MSP cut to be offset with pain at the pump: Canadian Taxpayers Federation

Dec 29, 2017 | 1:34 PM

KAMLOOPS — There’s both good news and bad news to look forward to in 2018 when it comes to taxes.

“To start off with the good, our Medical Services Premium, the MSP, which is of course the mandatory health care tax that all British Columbians have to pay, is being cut in half,” says Canadian Taxpayers Federation BC Director Kris Sims. “So, that will save the average two-person family about $900 every year.”

But as one hand giveth, she notes the other will take away with a bump in B.C.’s carbon tax.

“It’s going up to $35 per ton in April, that keeps us at the top of the heap in Canada. What that means in real dollars is that if you’re filling up your average car, say a Toyota Corolla, that’s about $5 extra every single time you fill up your car, just for the carbon tax,” she says. “That does not include extra taxes or fees. And if you drive a pickup or SUV it’s an extra $10 a fillup.”

Sims finds the issue even more concerning because the carbon tax will no longer be revenue neutral.

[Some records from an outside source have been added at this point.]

PR #3568, opened 2023-07-29
Add isFirstSearch prop to Instant Results

### LINKED ISSUE #3508: BUG: Instant Results shows 0 results or previous results while loading
### Describe the bug

When performing a search with the instant results feature, if the request takes some time to be returned to the client there will be a screen that shows zero results or the previous results set if a search was performed. There is no indication to the user that results are in the process of updating. We should provide some sort of indicator to this effect.

### Steps to Reproduce

1.  input a search term and hit enter to open instant results modal
2.  if there is a lag, "0 results" will appear until the request completes

_No response_

### Environment information

_No response_

EP 4.6

### Code of Conduct

oscarssanchez:
### Description of the Change

This PR adds a new `isFirstSearch` to keep track of whether we are on the first time searching in instant results. If it is set to true instant results will show a "Loading results" text until we have set the results from Elastic.

Closes https://github.com/10up/ElasticPress/issues/3508

### How to test the Change

1.- With instant results activated, search for a term
2.- You should see the text "Loading results" instead of "0 results" for a brief moment

### Changelog Entry

> Fixed - Display "Loading results" instead of "0 results" on first search.

### Credits

Props @oscarssanchez, @JakePT, @felipeelia 

### Checklist:

### DIFF
--- a/assets/js/api-search/index.js
+++ b/assets/js/api-search/index.js
@@ -105,7 +105,6 @@ export const ApiSearchProvider = ({
 		isOn: defaultIsOn,
 		isPoppingState: false,
 		searchResults: [],
-		searchedTerm: '',
 		totalResults: 0,
 	});
 
--- a/assets/js/api-search/index.js
+++ b/assets/js/api-search/index.js
@@ -105,8 +105,8 @@ export const ApiSearchProvider = ({
 		isOn: defaultIsOn,
 		isPoppingState: false,
 		searchResults: [],
-		searchedTerm: '',
 		totalResults: 0,
+		isFirstSearch: true,
 	});
 
 	/**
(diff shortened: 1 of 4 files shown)


assets/js/api-search/index.js
```diff
@@ -105,8 +105,8 @@ export const ApiSearchProvider = ({
 		isOn: defaultIsOn,
 		isPoppingState: false,
 		searchResults: [],
-		searchedTerm: '',
 		totalResults: 0,
+		isFirstSearch: true,
```
JakePT, line 109: @oscarssanchez Can we keep `searchedTerm` but just rename it to `searchTerm`. Current spelling is a mistake, but it should still be there.

JakePT (changes requested):

JakePT (approved):

PR #3616, opened 2023-08-25
Update Composer Dependencies to fix Fatal Error

### LINKED ISSUE #3615: BUG: Issue with very outdated PSR\Container dependency
### Describe the bug

I get the following error when trying to use ElasticPress with some custom code which uses a more recent version of `Psr\Container`

```
...
must be compatible with Psr\Container\ContainerInterface::get($id)
...
```

### Steps to Reproduce

1. Include `psr/container:1.1` or greater into your project using Composer
2. Enable the ElasticPress plugin
3. You will see a fatal error

_No response_

### Environment information

_No response_

_No response_

### Code of Conduct

junaidbhura:
### Description of the Change

This bumps up the platform to `7.4` - which is now the minimum supported version for WordPress as well: https://en-au.wordpress.org/about/requirements/

Closes #3615

### How to test the Change

N/A - just updated a few dependencies.

### Changelog Entry

> Updated PHP version to `7.4`

### Checklist:

### DIFF
--- a/composer.json
+++ b/composer.json
@@ -56,7 +56,7 @@
       "dealerdirect/phpcodesniffer-composer-installer": true
     },
     "platform": {
-      "php": "7.0"
+      "php": "7.4"
     }
   }
 }
--- a/composer.lock
+++ b/composer.lock
@@ -4,43 +4,41 @@
         "Read more about it at https://getcomposer.org/doc/01-basic-usage.md#installing-dependencies",
         "This file is @generated automatically"
     ],
-    "content-hash": "93f6532f7aa0270c6df2f16091b31b4f",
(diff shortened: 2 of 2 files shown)


felipeelia:
Thanks for opening the PR @junaidbhura but unfortunately we can't update that yet.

“Now they (government) don’t need to tell us where the extra half a billion dollars they’re going to generate is going.”

Sims adds the carbon tax hike is tougher to swallow in smaller communties.

“If you’re living in Kamloops and you’re driving to the grocery store in your truck, or you’re heading down the Coquihalla to go to see relatives or going to work, you’re burning way more gasoline and way more diesel and you don’t have the option of taking the bus.”

Federally, Sims says employment insurance premiums will rise slightly, costing employees and employers an additional $9 and $13 per year, respectively. The indexation of the Canada Child Benefit will also come into force on July 1, 2018, leading to a slight decrease in payments to eligible families on January 1.